Надеждам принцессы Сесилии не были напрасными, разговор с нею усилил в Ричарде Третьем желание увидеть свою жену. Король понял, что больше не может терпеть неопределенность своего отношения к Екатерине, и ему нужно либо решительно порвать с нею, как того требовала его мать, либо помириться и продолжить супружескую жизнь. Но сама мысль о разводе с Екатериной Ланкастер оказалась для Ричарда Третьего невыносимой, ему оставалось только простить ее, даже поступившись своими понятиями о чести и морали.
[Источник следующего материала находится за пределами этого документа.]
PR #144, opened 2017-06-12
BUG: disallow repeated options

### LINKED ISSUE #143: CLI permits repeated options
Click permits options to be repeated on the CLI and will always use the value of the *last* specified option (this is [intentional, documented behavior](http://click.pocoo.org/6/options/#multiple-options)). I can't find a way to disallow repeated options in Click but it should be possible to hack something together.

It seems like we'd want q2cli to distinguish between single and repeated options, especially once metadata merging (#140) is supported. Ideally we'll be able to make the CLI error on repeated options *unless* the option is metadata.

jairideout:
Click allows options to be repeated on the command line and stores the value of the last specified option (this is to support overriding options set in shell aliases). While this is common behavior in CLI tools, it is prevented in q2cli to avoid confusion with options that are intended to be supplied multiple times (``multiple=True``; Click calls these "multiple options"). QIIME 2 metadata is an example of a "multiple option" in q2cli.

To support this behavior, q2cli now has ``q2cli.Option`` and ``@q2cli.option``, which are intended to be drop-in replacements for their Click counterparts.

Fixes #143.

### DIFF
--- a/q2cli/core.py
+++ b/q2cli/core.py
@@ -1,0 +1,108 @@
+# ----------------------------------------------------------------------------
+# Copyright (c) 2016-2017, QIIME 2 development team.
+#
+# Distributed under the terms of the Modified BSD License.
+#
+# The full license is in the file LICENSE, distributed with this software.
+# ----------------------------------------------------------------------------
+
+import click
+
+import q2cli.util
+
+
+class Option(click.Option):
+    """``click.Option`` with customized behavior for q2cli.
+
+    Note to q2cli developers: you'll generally want to use this class and its
+    corresponding decorator (``@q2cli.option``) over ``click.Option`` and
+    ``@click.option`` to keep a consistent CLI behavior across commands. This
+    class and decorator are designed to be drop-in replacements for their Click
+    counterparts.
+
+    """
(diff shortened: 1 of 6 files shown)


q2cli/core.py
```diff
@@ -0,0 +1,108 @@
...
+#
+# The full license is in the file LICENSE, distributed with this software.
+# ----------------------------------------------------------------------------
+
+import click
+
+import q2cli.util
+
+
+class Option(click.Option):
```
thermokarst: 👍 on naming (I left as @jairideout & @ebolyen started chatting about this IRL)

q2cli/core.py
```diff
@@ -0,0 +1,108 @@
...
+        are intended to be supplied multiple times (``multiple=True``; Click
+        calls these "multiple options"). QIIME 2 metadata is an example of a
+        "multiple option" in q2cli.
+
+        References
+        ----------
+        .. [1] http://click.pocoo.org/6/options/#multiple-options
+
+        """
+        # General strategy:
```
thermokarst: Thanks for the roadmap --- this'll be handy!

PR #148, opened 2017-07-12
MAINT: clarify help text

gregcaporaso:
We should transition from calling these "metadata mapping files" to "metadata files", as the term "mapping" doesn't really get us much.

Решившись ехать к жене, Ричард ощутил заметное облегчение, даже перспектива людских насмешек над ним, как над обманутым мужем, не могла смутить его. Любовь подсказывала королю явиться перед Екатериной не в обличье судьи, порицающего грех, а предстать перед ней в качестве влюбленного, завоевывающего сердце своей дамы. Ричард, подобно жениху, решил максимально приукрасить свою внешность. Он позвал к себе двух парикмахеров и приказал камердинеру облачить его в самое красивое и нарядное платье из своего гардероба. Камердинер достал упланд из узорчатого бархата - наряд с открытым передом, ниспадающий крупными складками от плеч. Складки фиксировались поясом, к которому прикреплялся кинжал, украшенный мелкими драгоценными камнями. Жесткий воротник, очень высокий сзади, застегивался на серебряные пуговицы сразу же под подбородком. К упланду прикреплялись рукава, выходящие из обычной проймы и расширяющиеся до воронкообразного раструба. Шерстяные чулки прикреплялись к поясу с помощью шнурков с металлическими наконечниками, мягкие сапоги из эластичной кожи для верховой езды облегали ногу как чулок и натягивались за колено. Головной убор "шаперон" плотно облегал голову, и его конец спускался на спину длинным "хвостом". Парикмахеры подстригали волосы Ричарду ниже линии челюсти, и после их работы волосы Ричарда ровными прядями выбивались из-под "шаперона". Тщательно подобрав себе свиту, король поехал к Екатерине.